Scan the records for the string "setWidth", then copy each line that has it.

[Opening DATASET RECORDS section]

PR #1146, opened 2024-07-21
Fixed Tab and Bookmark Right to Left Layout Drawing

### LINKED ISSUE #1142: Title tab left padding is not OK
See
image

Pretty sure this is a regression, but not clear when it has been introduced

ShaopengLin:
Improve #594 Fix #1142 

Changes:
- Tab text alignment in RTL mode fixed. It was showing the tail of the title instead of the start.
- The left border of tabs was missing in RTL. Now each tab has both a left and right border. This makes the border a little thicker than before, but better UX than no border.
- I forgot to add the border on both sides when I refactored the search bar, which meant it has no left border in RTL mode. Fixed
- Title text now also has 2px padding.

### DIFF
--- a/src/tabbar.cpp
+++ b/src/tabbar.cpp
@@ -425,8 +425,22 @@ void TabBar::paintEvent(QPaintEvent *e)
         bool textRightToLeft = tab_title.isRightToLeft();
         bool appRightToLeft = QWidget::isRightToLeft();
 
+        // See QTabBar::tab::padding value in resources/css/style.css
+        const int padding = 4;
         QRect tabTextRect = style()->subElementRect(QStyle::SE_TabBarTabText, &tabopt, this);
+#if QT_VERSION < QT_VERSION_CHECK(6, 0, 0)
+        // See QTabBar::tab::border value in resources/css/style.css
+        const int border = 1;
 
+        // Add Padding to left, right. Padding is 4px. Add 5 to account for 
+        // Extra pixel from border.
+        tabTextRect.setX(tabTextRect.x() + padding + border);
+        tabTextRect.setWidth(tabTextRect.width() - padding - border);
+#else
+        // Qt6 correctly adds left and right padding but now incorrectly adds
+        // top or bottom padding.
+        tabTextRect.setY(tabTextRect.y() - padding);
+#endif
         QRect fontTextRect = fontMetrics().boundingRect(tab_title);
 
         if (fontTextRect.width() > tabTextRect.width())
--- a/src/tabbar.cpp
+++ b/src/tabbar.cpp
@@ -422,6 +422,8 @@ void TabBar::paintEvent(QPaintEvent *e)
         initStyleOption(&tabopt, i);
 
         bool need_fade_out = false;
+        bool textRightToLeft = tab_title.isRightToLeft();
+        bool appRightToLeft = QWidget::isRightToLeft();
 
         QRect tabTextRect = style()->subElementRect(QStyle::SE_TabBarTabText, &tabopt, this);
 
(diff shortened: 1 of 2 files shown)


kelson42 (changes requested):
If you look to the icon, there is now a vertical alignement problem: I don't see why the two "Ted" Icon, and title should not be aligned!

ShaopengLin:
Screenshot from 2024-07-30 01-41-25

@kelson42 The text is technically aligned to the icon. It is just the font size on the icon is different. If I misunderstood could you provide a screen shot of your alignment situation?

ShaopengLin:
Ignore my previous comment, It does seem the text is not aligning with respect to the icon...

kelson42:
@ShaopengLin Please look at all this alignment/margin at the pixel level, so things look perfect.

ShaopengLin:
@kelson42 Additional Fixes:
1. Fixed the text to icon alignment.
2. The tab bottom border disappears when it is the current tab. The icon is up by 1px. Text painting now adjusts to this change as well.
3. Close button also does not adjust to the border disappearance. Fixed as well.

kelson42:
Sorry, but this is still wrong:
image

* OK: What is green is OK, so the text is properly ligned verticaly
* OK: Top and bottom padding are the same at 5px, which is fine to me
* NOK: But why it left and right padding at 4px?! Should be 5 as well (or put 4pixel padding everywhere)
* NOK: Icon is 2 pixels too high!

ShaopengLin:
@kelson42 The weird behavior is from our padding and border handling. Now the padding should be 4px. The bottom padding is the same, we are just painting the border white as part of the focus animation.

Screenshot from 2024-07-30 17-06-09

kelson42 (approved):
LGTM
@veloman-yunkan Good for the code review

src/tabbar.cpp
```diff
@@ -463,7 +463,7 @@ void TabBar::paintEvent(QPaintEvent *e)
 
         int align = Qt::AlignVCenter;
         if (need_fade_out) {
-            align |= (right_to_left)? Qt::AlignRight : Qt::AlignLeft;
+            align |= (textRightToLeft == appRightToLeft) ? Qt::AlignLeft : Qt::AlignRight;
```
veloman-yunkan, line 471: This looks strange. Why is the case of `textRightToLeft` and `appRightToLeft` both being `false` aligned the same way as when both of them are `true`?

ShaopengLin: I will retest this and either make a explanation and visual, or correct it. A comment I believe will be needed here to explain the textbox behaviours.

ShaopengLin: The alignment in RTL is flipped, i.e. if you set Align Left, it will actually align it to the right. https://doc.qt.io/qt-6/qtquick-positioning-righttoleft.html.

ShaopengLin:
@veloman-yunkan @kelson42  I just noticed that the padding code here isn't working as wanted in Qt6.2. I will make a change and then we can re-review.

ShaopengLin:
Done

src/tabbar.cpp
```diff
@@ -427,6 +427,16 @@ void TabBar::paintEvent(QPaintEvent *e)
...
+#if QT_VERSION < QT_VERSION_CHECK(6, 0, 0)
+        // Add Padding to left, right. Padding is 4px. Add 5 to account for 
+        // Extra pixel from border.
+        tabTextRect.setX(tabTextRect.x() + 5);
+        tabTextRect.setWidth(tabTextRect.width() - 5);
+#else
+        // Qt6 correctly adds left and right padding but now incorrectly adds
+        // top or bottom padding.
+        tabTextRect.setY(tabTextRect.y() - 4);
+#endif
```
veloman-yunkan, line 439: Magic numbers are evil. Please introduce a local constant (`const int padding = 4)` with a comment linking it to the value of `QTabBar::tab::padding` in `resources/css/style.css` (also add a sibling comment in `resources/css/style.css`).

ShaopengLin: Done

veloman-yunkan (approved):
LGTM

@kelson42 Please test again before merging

[Closing DATASET RECORDS section]

ANSWER TO THIS PROBLEM –
+        tabTextRect.setWidth(tabTextRect.width() - padding - border);
+        tabTextRect.setWidth(tabTextRect.width() - 5);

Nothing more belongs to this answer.